Association of the −112A > C polymorphism of the uncoupling protein 1 gene with insulin resistance in Japanese individuals with type 2 diabetes

Abstract

The −112A > C polymorphism (rs10011540) of the gene for uncoupling protein 1 (UCP1) has been associated with type 2 diabetes mellitus in Japanese individuals. The aim of the present study was to investigate the effects of this polymorphism, as well as the well-known −3826A > G polymorphism (rs1800592), on clinical characteristics of type 2 diabetes.

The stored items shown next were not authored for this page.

PR #1753, opened 2026-09-02
fix(runner): reject a spawn model missing from the machine's catalog

### LINKED ISSUE #1752: bug(cli): bad --model on spawn (e.g. cursor gpt-5) archives peer silently; wrapper OK is remit-only
## Symptom

`hapi spawn-peer` / `hapi-spawn-peer` with `--agent cursor --model gpt-5` creates the session, delivers the remit, prints success — and the agent **never runs**. The session goes inactive/archived with the remit as the only message and zero agent output.

The wrapper's success check is misleading:

```
hapi-spawn-peer: OK <sessionId>  name="…"  messages>=1
```

`messages>=1` is true because the *remit* landed. It does not assert that the agent started or produced output.

## Reproduction (operator fleet)

Failed twice (~90 min apart), different session ids, both with `--model gpt-5`:

```bash
hapi-spawn-peer --dir <path> --name "…" \
  --agent cursor --model gpt-5 --session-type worktree --message-file brief.md
hapi-spawn-peer --dir <path> --name "…" \
  --agent cursor --model gpt-5 --session-type simple --message-file brief.md
```

Control — identical command with `--model` omitted — succeeds (`lifecycle`/active running, real agent output).

Isolated variable: `--model gpt-5`.

Verified on hub after the fact: failed sessions store `model: "gpt-5"` and `active: false`; control has `model: null` and `active: true`.

## Why it is confusing rather than simply wrong

`cursor-agent --help` documents `gpt-5` as an example model string:

```
--model <model>   Model to use (e.g., gpt-5, sonnet-4-thinking).
```

But on the same host:

- `cursor-agent --list-models` has **no** bare `gpt-5` (current ids look like `gpt-5.5`, `gpt-5.6-sol-high`, …)
- `GET /api/machines/:id/cursor-models` also has no bare `gpt-5` (e.g. `gpt-5.5[fast=…]`, `gpt-5.6-sol[fast=…]`)

So an operator following the CLI help example picks a string the help advertises; spawn accepts any string (`SpawnSessionRequestSchema.model` is optional unconstrained `z.string()`), and the runner/agent dies silently — no loud spawn-time error.

## Expected

1. **Fail closed at spawn** when `model` is not accepted for the resolved agent flavor (non-zero exit + accepted list). Prefer validating against the flavor's catalog (`cursor-models` / equivalent), not trusting CLI help examples alone.
2. **Strengthen the spawn-peer success assertion**: remit-only `messages>=1` is insufficient. Assert agent started / lifecycle running / at least one assistant (or non-user) message before printing OK — or clearly label remit-only as "delivered handoff, agent not verified".
3. Document accepted model ids per flavor where they diverge from the underlying CLI's `--help` examples.

(1) is the important fix. A spawn that fails closed and still says OK is worse than one that errors — operators wait on a dead peer.

## Related

- Estate memory / prior bites: bad model param leaves peer silent; overseer must verify — still no product guardrail
- Empty-shell postmortem (remit missing): different failure mode; this is remit present, agent never runs
- `#1509` / spawn-peer first-class surface — adjacent; does not cover model validation
- `#1427` — Claude DeepSeek / model=auto UI gap — related "bad/default model" family, different flavor

## Acceptance

- [ ] `--agent cursor --model gpt-5` (or any unknown id) fails at spawn with a clear error listing accepted models (or equivalent catalog check)
- [ ] Known-good catalog ids still spawn and run
- [ ] `hapi spawn-peer` / wrapper does not print unconditional OK on remit-only when the agent never became active

heavygee:
Fixes #1752

## Problem

Spawning with a model the agent does not have — `--agent cursor --model gpt-5` — booted a child that died at the agent handshake. The hub row was already created by then, so the result was an archived session with zero turns and no explanation anywhere: no error on the spawn call, nothing in the session, nothing in the UI. `gpt-5` is not in `cursor-agent --list-models` (the catalog has `gpt-5.1` … `gpt-5.6-sol`), but nothing on the spawn path checked.

`SpawnSessionRequestSchema.model` is an unconstrained `z.string().optional()` and the runner forwards it straight to `--model`.

## Fix

A runner preflight beside the existing agent-availability check: when the machine already has a cached model catalog for the resolved flavor, an id that is not in it fails the spawn with `code: 'model_unavailable'` and a message naming the accepted ids. Nothing is spawned, so no zombie row is created.

```
Model 'gpt-5' is not in the cursor model catalog on this machine.
Accepted: gpt-5-mini, gpt-5.1, gpt-5.2, gpt-5.3-codex, gpt-5.4, gpt-5.4-mini,
gpt-5.4-nano, gpt-5.5, gpt-5.6-luna, gpt-5.6-sol, gpt-5.6-terra, claude-fable-5, … (36 total)
```

Near-misses are listed first (a rejected `gpt-5` is most usefully answered with the `gpt-5.x` ids), and Cursor entries collapse to the base slug so the list is not spent on `gpt-5-mini[fast=false]`-style variants.

## Deliberately conservative

The preflight rejects only what it can prove wrong:

- **Never probes.** It reads the ACP snapshot, the in-process cache and the on-disk shared cache — nothing else. A spawn must not block on `agent --list-models`, which can take 30s and contends with the ACP spawn lease.
- **Empty catalog means "unknown", not "no models".** Cursor is the only flavor whose catalog is readable without a probe today; every other flavor reports `[]` and is never rejected. Adding a flavor is one line in `getCachedModelCatalog`.
- **Stale catalogs go dormant.** A cached catalog older than 24h is dropped rather than trusted: a runner can stay up for weeks, and a catalog predating a Cursor upgrade would otherwise reject an id that is now valid.
- **Matching is as permissive as the spawn path.** ACP wire ids and CLI skus collapse to their base slug, renamed bases (`grok-4.5` → `cursor-grok-4.5`) resolve through `resolveCursorLegacyModelBase` the same way `cursorStaleModelRemap` does, comparison is case-insensitive, and `auto` / `default` / `default[]` are always allowed.

## Tests

- `shared/src/spawnModelCatalog.test.ts` — 11 cases over the matching rules: rejection message and its ordering, exact/base/sku/legacy-alias/case-insensitive acceptance, wildcards, unknown catalog, and that Cursor sku-suffix stripping is not applied to other flavors.
- `cli/src/runner/spawnModelPreflight.test.ts` — 7 cases over the cached-catalog reader: the `#1752` repro, ACP snapshot and on-disk sources, the 24h freshness bound, flavors with no catalog, and no model at all.

Red-green verified: stubbing `validateSpawnModelAgainstCatalog` to always return `ok` fails 4 shared + 2 CLI tests.

`bun typecheck` clean. `test:cli` 2473 pass, `test:shared` 309 pass, `test:web` 2859 pass, `test:relay` 80 pass. `test:hub` has 2 failures (`TitleSuggestionService`, `resolveFcmConfig`) that reproduce identically with this change reverted and pass when those files run in isolation — pre-existing cross-file pollution, untouched here.

Also verified against this machine's real `~/.hapi/cache/cursor-models.json`: `gpt-5` rejected; `gpt-5.5`, `GPT-5.5`, `grok-4.5`, `composer-2.5`, `default[]` and no-model all allowed; `claude --model gpt-5` unaffected.

## Note

Agent CLI `--help` examples can drift from `--list-models` and from the hub catalog — this is what sent `gpt-5` down the spawn path in the first place. This change makes that drift fail loudly at spawn instead of silently at handshake.


heavygee:
Good catch — confirmed and fixed in d6cd148.

`listCursorModels` was feeding the shared cache file's own contents back through `applyInMemoryCache`, which writes it out again, so startup prewarm re-stamped an arbitrarily old snapshot as current on every boot. The 24h fail-open could never fire.

Applied the suggested shape: `applyInMemoryCache(response, persist = true)`, with `persist: false` in both branches that loaded `response` off the shared file (`listCursorModels` and `listCursorModelsWhileAcpActive`). Only a live source — ACP snapshot or probe — may stamp the file now. Added a comment at the function stating that invariant so a future edit doesn't quietly reintroduce it.

Regression test added as requested (`cli/src/runner/spawnModelPreflight.test.ts`), modelling a fresh runner: cold in-process cache, leftover shared file, aged 2 days, then the prewarm path.

```ts
writeSharedCursorModelsCache({ success: true, availableModels: [{ modelId: 'composer-2.5' }], currentModelId: 'composer-2.5' })
ageSharedCache(2 * 24 * 60 * 60 * 1000)
await listCursorModels()
expect(checkSpawnModel('cursor', 'gpt-5')).toEqual({ ok: true })
```

Red-green verified: reverting just the two `persist: false` arguments fails exactly this test and nothing else.

`bun typecheck` clean. cli 2474 pass, shared 309, web 2859, relay 80. The 2 hub failures (`TitleSuggestionService`, `resolveFcmConfig`) are pre-existing cross-file pollution — they reproduce identically with this whole PR reverted and pass when those files run alone.

heavygee:
Fixed in 410be98 — but not with the suggested form, which I have to push back on.

**The finding is real.** Base collapsing let an explicit sku through whenever *any* variant of its base existed, so `gpt-5.5-high-fast` passed a catalog offering only `gpt-5.5-medium`. `remapStaleCursorModelId` refuses to downgrade that pair by design and `resolveCursorSpawnModel` forwards the original, so the handshake failure landed anyway. Exactly as described.

**The suggested fix would have been much worse than the bug.** Treating `remapStaleCursorModelId(...) === null` as a rejection signal conflates "I will not rewrite this id" with "this id is invalid" — and null is the common case. Measured against this machine's real `~/.hapi/cache/cursor-models.json` (74 entries, all ACP wire ids, **zero** CLI sku variants):

```
gpt-5.5-high-fast     variant=true  remap=null   → would reject
gpt-5.5-medium        variant=true  remap=null   → would reject
cursor-grok-4.5-fast  variant=true  remap=null   → would reject
cursor-grok-4.5-high  variant=true  remap=null   → would reject
claude-opus-5-high    variant=true  remap=null   → would reject
```

Every one of those is a valid Cursor sku. A wire-only cache is a different *naming* of the same models — it carries no `effort=` params to match a sku against — so the remap declines, and the guard would have blocked essentially every suffixed spawn on this machine. That is a far bigger regression than the one it closes.

**What landed instead:** the exact-variant requirement applies only when the catalog actually *enumerates* CLI sku variants of the requested base. `['gpt-5.5-medium']` is authoritative about gpt-5.5's skus, so `gpt-5.5-high-fast` is rejected and the message names the siblings. A wire-only catalog is not authoritative about skus, so those keep matching on base.

Tests added as requested, including the false-rejection guard that pins why the suggested form was rejected:

```ts
// authoritative sku catalog → exact variant required
validateSpawnModelAgainstCatalog('cursor', 'gpt-5.5-high-fast', ['gpt-5.5-medium'])
// → not an available cursor variant of 'gpt-5.5'. Accepted: gpt-5.5-medium
validateSpawnModelAgainstCatalog('cursor', 'gpt-5.5-high', ['gpt-5.5-medium','gpt-5.5-high']) // ok
validateSpawnModelAgainstCatalog('cursor', 'gpt-5.5',      ['gpt-5.5-medium','gpt-5.5-high']) // ok

// wire-only catalog says nothing about skus → base matching stands
validateSpawnModelAgainstCatalog('cursor', 'cursor-grok-4.5-high', ['cursor-grok-4.5[fast=true]']) // ok
```

Red-green verified: stubbing the new rule to a no-op fails exactly the new rejection test.

Re-verified end to end against the real cached catalog — `gpt-5` still rejected; `gpt-5.5`, `gpt-5.5-high-fast`, `composer-2.5-high`, `cursor-grok-4.5-high`, `claude-opus-5-high`, `default[]` and no-model all allowed.

`bun typecheck` clean. cli 2474 pass, shared 311, web 2859, relay 80. The 2 hub failures are the pre-existing cross-file pollution noted earlier.

heavygee:
Round 3: **the second finding is right and I have reverted my own previous commit for it. The first one I am declining, with measurements.**

## Partial SKU caches — correct, reverted in d5fa896

You're right, and `cursorModels.test.ts` says so in a test name: *"unions shared partial cliModelSkus with probe results when lock is inactive"*. A shared row holding only `gpt-5.5-medium` is a **supported intermediate state**, not a complete catalog — and `enrichCursorModelsWithCliSkus` skips the probe entirely while an ACP session holds the CLI lock, so that state can persist indefinitely. My 410be98 would have rejected a valid `gpt-5.5-high` throughout.

That is a worse failure than the handshake error it pre-empted, so 410be98 is reverted rather than patched. I did not take the `authoritativeCursorSkus` + persisted-completeness-bit route: it is a new on-disk schema field and a structured catalog type threaded through three call sites, to gate a case the handshake already reports. Not proportionate for a low-impact fix.

## ACP wire params — declining, same trap as round 2

`remapStaleCursorModelId(...) === null` still is not an availability signal. Measured against this machine's real cache (74 wire ids):

```
catalog wires = 74,  remap→null = 0          ← nothing already cached would break
composer-2.5[thinking]        remap = null   ← would be REJECTED
gpt-5.5[reasoning=high]       remap = null   ← would be REJECTED
composer-2.5[fast=true]       remap = composer-2.5[fast=true]
claude-opus-5[fast=false]     remap = claude-opus-5[fast=false]
```

`composer-2.5[thinking]` is a partial param set for a model that plainly exists here — it is the id used throughout this PR's own fixtures. The null means "I will not rewrite this", not "this does not exist"; `resolveCursorSpawnModel` forwards it deliberately. Rejecting on null would block valid spawns whenever a user supplies fewer params than the cache happens to store.

## The contract, now stated in the code

Both findings are the same shape, so I have pinned the scope rather than keep re-narrowing it:

> **This guard rejects a model only when its base appears nowhere in the catalog. Variant-level availability is left to the agent handshake, because a cached catalog is not authoritative about variants** — sku rows are partial and mid-union, wire-only caches carry no sku naming, sku-only caches carry no param sets.

Two tests pin it so the scope is not re-narrowed by accident:

```ts
validateSpawnModelAgainstCatalog('cursor', 'gpt-5.5-high-fast', ['gpt-5.5-medium'])            // ok
validateSpawnModelAgainstCatalog('cursor', 'claude-opus-4-8[thinking=false,effort=high]',
    ['claude-opus-4-8[thinking=true,context=300k,effort=high,fast=false]'])                    // ok
```

This is the scope #1752 actually reported: `gpt-5`, a base present in the catalog in no form at all. That still fails closed, with the `gpt-5.x` ids named.

`bun typecheck` clean. cli 2474 pass, shared 310, web 2859, relay 80. Real-catalog check: `gpt-5` rejected; `gpt-5.5`, `gpt-5.5-high-fast`, `composer-2.5`, `composer-2.5[thinking]`, `cursor-grok-4.5-high`, `grok-4.5`, `default[]` and no-model all allowed.

swear01:
Heads-up on a gap this preflight cannot close, found while triaging a live Cursor failure.

The preflight validates `model` against the machine's cached catalog, but it cannot detect a case where **the catalog itself is wrong**. Current `listCursorModels` on `cursor-agent 2026.09.10-fd3934a` returns ids like `grok-4.6[fast=false]` — present in the catalog, and still rejected by Cursor at ACP `session/new`:

```
Cannot use this model: grok-4.6[fast=false]. Available models: auto, ..., cursor-grok-4.6-high, ...
```

Checked directly against the 76-entry catalog: only 2 ids (`composer-2.5[fast=false]`, `composer-2.5[fast=true]`) actually reach `session/new`. Cursor accepts a bare base, but once a `[` is present it requires that model's **complete** parameter set; the synthesis in `cli/src/cursor/utils/cursorAcpModelsSnapshot.ts:60-72` writes only `fast` and drops the `thought_level` effort.

Two practical consequences for this PR:

1. Collapsing Cursor entries to base slugs (as the accepted-ids message does) is the same normalization that would make a catalog-derived-but-unspawnable id look valid, so the preflight's `model_unavailable` path will not fire for it. That is fine for scope — it just should not be read as "spawn model validation is now covered for Cursor".
2. Worth keeping in mind for the "empty catalog means unknown" rule: a non-empty catalog is also not proof of spawnability for Cursor, so this preflight and a catalog-correctness fix are complementary rather than redundant.

Tracked in #1818 with the per-id verification and the `_meta.parameterizedModelPicker` A/B (without that capability Cursor returns complete wires, which is how the root cause was isolated).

We determined the genotypes of the two polymorphisms in 93 Japanese patients with type 2 diabetes. Intramyocellular lipid content and hepatic lipid content (HLC) were measured by magnetic resonance spectroscopy. No significant differences in age, sex, BMI, or HbA1c level were detected between type 2 diabetic patients with the −112C allele and those without it. However, homeostasis model assessment for insulin resistance ( p = 0.0089) and HLC ( p = 0.012) was significantly greater in patients with the −112C allele. We did not detect an association of the −3826A > G polymorphism (rs1800592) of UCP1 gene with any measured parameters. These results suggest that insulin resistance caused by the −112C allele influences the susceptibility to type 2 diabetes.